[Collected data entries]
PR #68, opened 2019-05-22
PIPE2D-427: reduceExposure: mask negative variance pixels

PaulPrice:
We have low count levels compared to imaging, so we sometimes have
pixels that are negative after bias+dark, which means the variance
gets set to a negative number, which causes problems downstream
(e.g., CurveFitting.cc:330). Find these pixels, set the variance
to infinity and mask them as BAD.

### DIFF
--- a/python/pfs/drp/stella/reduceExposure.py
+++ b/python/pfs/drp/stella/reduceExposure.py
@@ -20,6 +20,7 @@
 # see <https://www.lsstcorp.org/LegalNotices/>.
 #
 from collections import defaultdict
+import numpy as np
 
 from lsst.pex.config import Config, Field, ConfigurableField
 from lsst.pipe.base import CmdLineTask, TaskRunner, Struct
@@ -181,7 +182,7 @@ class ReduceExposureTask(CmdLineTask):
         psfList = []
         lsfList = []
         for sensorRef in sensorRefList:
-            exposure = self.isr.runDataRef(sensorRef).exposure
+            exposure = self.runIsr(sensorRef)
             if self.config.doRepair:
                 self.repairExposure(exposure)
             if self.config.doSkySwindle:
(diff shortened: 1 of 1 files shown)


hassanxp:
Why is the variance set to infinity? Isn't masking them as BAD sufficient?

python/pfs/drp/stella/reduceExposure.py
```diff
@@ -230,6 +231,28 @@ def run(self, sensorRefList):
         self.write(sensorRefList, results)
         return results
 
+    def runIsr(self, sensorRef):
+        """Run Instrument Signature Removal (ISR)
+
+        This method exists to allow us to post-process the ISR-ed image.
```
hassanxp: How about 'This method wraps the ISR call to allow us to post-process the ISR-ed image.'

python/pfs/drp/stella/reduceExposure.py
```diff
@@ -230,6 +231,28 @@ def run(self, sensorRefList):
...
+
+        Returns
+        -------
+        exposure : `lsst.afw.image.Exposure`
+            Sensor image after ISR has been applied.
+        """
+        exposure = self.isr.runDataRef(sensorRef).exposure
+        # Remove negative variance (because we can have very low count levels)
+        bad = np.where(exposure.variance.array < 0)
+        exposure.variance.array[bad] = np.inf
```
hassanxp: See my earlier comment about the rationale of assigning infinity to a variance value already assigned as bad. It's a good idea to choose a single value, but why not another nonsensical number such as -1? Would that value result in the same failure?

PaulPrice: The variance must be non-negative. An infinite variance gives the pixel no weight in calculations without any additional effort, even if the user isn't respecting the mask.

hassanxp: Understood.

RobertLuptonTheGood:
I don't think that this fix is correct.

The problem is that the variance is being calculated after bias and dark subtraction as the number of photons.  Firstly, the dark current must be included in the variance (maybe this was a typo?).  More importantly, the variance shouldn't be the measured number of photons but its expectation value.

Masking pixels that end up negative biases the image, and this is a problem.  I think that we won't need to do any masking;  if we do, we need to think harder about the consequences.

Even if the pixel must be taken as bad (which is not, I think, correct) please do not set the variance to infinity; that causes biases too.  You should interpolate the variance at the same time as interpolating the image (and setting BAD).

On a technical level, none of the working tasks should be accepting a ButlerDataRef;  please unpack the data types you need and pass them into the function.  The main task method should be called run

PaulPrice:
Some of this is because we're currently locked into LSST v16.0 and its ISR. I'll make a ticket to fix the variance.

PR #72, opened 2019-07-02
PIPE2D-436: Investigate wavelength solution quality

PaulPrice:


bin.src/makeLamDesign.py
```diff
@@ -23,6 +23,7 @@
                 "blue": [32, 111, 223, 289, 418, 518, 620],
                 "green": [63, 192, 255, 401, 464, 525, 587],
                 "yellow": [347, 400, 449, 545, 593, 641],
+                "xxx": [650, 589, 462, 400, 337, 315, 253, 191, 65, 3],  # Before there were colors
```
hassanxp: Can you explain a little more the purpose of this entry?

PaulPrice: The commit message adds some explanation:
> So we can process data from long ago, when we didn't
> have fiber colors.

These are the fibers that Craig determined were used in LAM data from 2017.

PR #97, opened 2020-03-02
PIPE2D-466: Move algorithmic code from datamodel

PaulPrice:


python/pfs/drp/datamodel/drp.py
```diff
@@ -0,0 +1,25 @@
+import pfs.datamodel.drp
+from .pfsSpectra import PfsSpectra
+from .pfsSpectrum import PfsSpectrum, PfsSimpleSpectrum
+
+__all__ = ("PfsArm", "PfsMerged", "PfsReference", "PfsSingle", "PfsObject")
+
+
+class PfsArm(pfs.datamodel.drp.PfsArm, PfsSpectra):
```
hassanxp: We have the class `pfs.datamodel.drp.PfsArm` from the datamodel repository, and the subclass `pfs.drp.datamodel.drp.PfsArm` in the drp_stella repository. This is confusing. Both module names contain 'datamodel' and the drp_stella module has 'drp' twice, with no hint as to which repo it is in. Could the module name be different? For example `pfs.drp.stelladm.dmodel.PfsArm` for the drp_stella `PfsArm` subclass?

python/pfs/drp/stella/SpectrumSetContinued.py
```diff
@@ -6,7 +6,7 @@
 from lsst.pipe.base import Struct
 import lsst.afw.image as afwImage
 
-from pfs.datamodel.drp import PfsArm
+from pfs.drp.datamodel import PfsArm
```
hassanxp: This illustrates the confusion with the naming of the drp_stella-specific classes: it's not obvious that with this change the drp_stella subclasses of the datamodel are being used.

PR #123, opened 2020-06-26
PIPE2D-611: reduceArc should also fix the x-direction of the DetectorMap

PaulPrice:


python/pfs/drp/stella/reduceArcTask.py
```diff
@@ -28,7 +29,20 @@ class ReduceArcConfig(pexConfig.Config):
...
+        allowed={"NONE": "No tweaking",
+                 "ARC": "Tweak based on the arc lines",
+                 "FIBERTRACE": "Tweak based on the fiberTrace",
+                 },
+    )
+    arcTweakWidth = pexConfig.Field(dtype=int, default=5, doc="Half-width for centroiding in x")
+    arcTweakHeight = pexConfig.Field(dtype=int, default=2, doc="Half-height for stacking when centroiding")
+    arcTweakMask = pexConfig.ListField(dtype=str, default=["BAD", "SAT", "NO_DATA"],
+                                       doc="Mask planes to reject when centroiding arc lines")
+    arcTweakRms = pexConfig.Field(dtype=float, default=2.0, doc="Guess line RMS when centroiding arc lines")
```
hassanxp, line 45: Very minor comment: don't like the use of the word 'tweak' (or 'hack' in formal class/method/fn/parameter names). How about 'adjust'? Anyway, I won't object to that word being used if there's no better alternative or too much work to rename.

python/pfs/drp/stella/reduceArcTask.py
```diff
@@ -395,6 +409,75 @@ def updateCenters(self, fiberTraces, detectorMap):
...
+            Arc image.
+        spectra : `pfs.drp.stella.SpectrumSet`
+            Extracted spectra. We don't use the actual spectra, but this has
+            both the ``fiberId`` and reference line lists.
+        detectorMap : `pfs.drp.stella.DetectorMap`
+            Mapping of wl,fiber to detector position.
+        """
+        width, height = exposure.getDimensions()
+        badBitMask = exposure.mask.getPlaneBitMask(self.config.arcTweakMask)
+        for ss in spectra:
```
hassanxp, line 429: So each fiber is shifted independently of one another? Ok, I guess a consistent update to a detectormap both spatially and spectrally is the topic of future work.

python/pfs/drp/stella/reduceArcTask.py
```diff
@@ -395,6 +409,75 @@ def updateCenters(self, fiberTraces, detectorMap):
...
+            Output detectorMap; modified.
+        inDetectorMapList : iterable of `pfs.drp.stella.DetectorMap`
+            List of input detectorMaps.
+        """
+        num = len(inDetectorMapList)
+        for fiberId in outDetectorMap.fiberId:
+            xCenter = inDetectorMapList[0].getXCenter(fiberId)
+            for detMap in inDetectorMapList[1:]:
+                xCenter += detMap.getXCenter(fiberId)
+            xCenter /= num
```
hassanxp, line 478: Are we guaranteed that there is at lest one detectormap present?

Issue #1284, opened 2016-04-22
Active Directory info popup slightly misleading


ScarabMonkey:
It mentions the enumerate configuration option - which isn't an option.

ScarabMonkey:
I have submitted a pull request for it :)

Though the file I had to modify seemed like an odd place for this info - perhaps there would be a more generic way for services to put an info thingy onto the services page?

phillxnet:
Linking to the said pull request for ease #1285

schakrava:
You have a good point @ScarabMonkey . @priyaganti is looking into that. It will also make translations easy, we are shamefully behind on that front.

Thanks for the pull request, btw!.

Fixed by #1285

PR #1285, opened 2016-04-22
Issue #1284 - Remove extraneous info

ScarabMonkey:
We always enumerate now.


phillxnet:
@ScarabMonkey Nice catch.
Do you think we need a 'the' in there as well while you are at it.

ScarabMonkey:
Changed to "the Active Directory"

schakrava:
Thank you @ScarabMonkey !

* What to do: In the records above, locate the lines holding the word "arcTweakMask". Copy each of them.

* Output below:
+    arcTweakMask = pexConfig.ListField(dtype=str, default=["BAD", "SAT", "NO_DATA"],
+        badBitMask = exposure.mask.getPlaneBitMask(self.config.arcTweakMask)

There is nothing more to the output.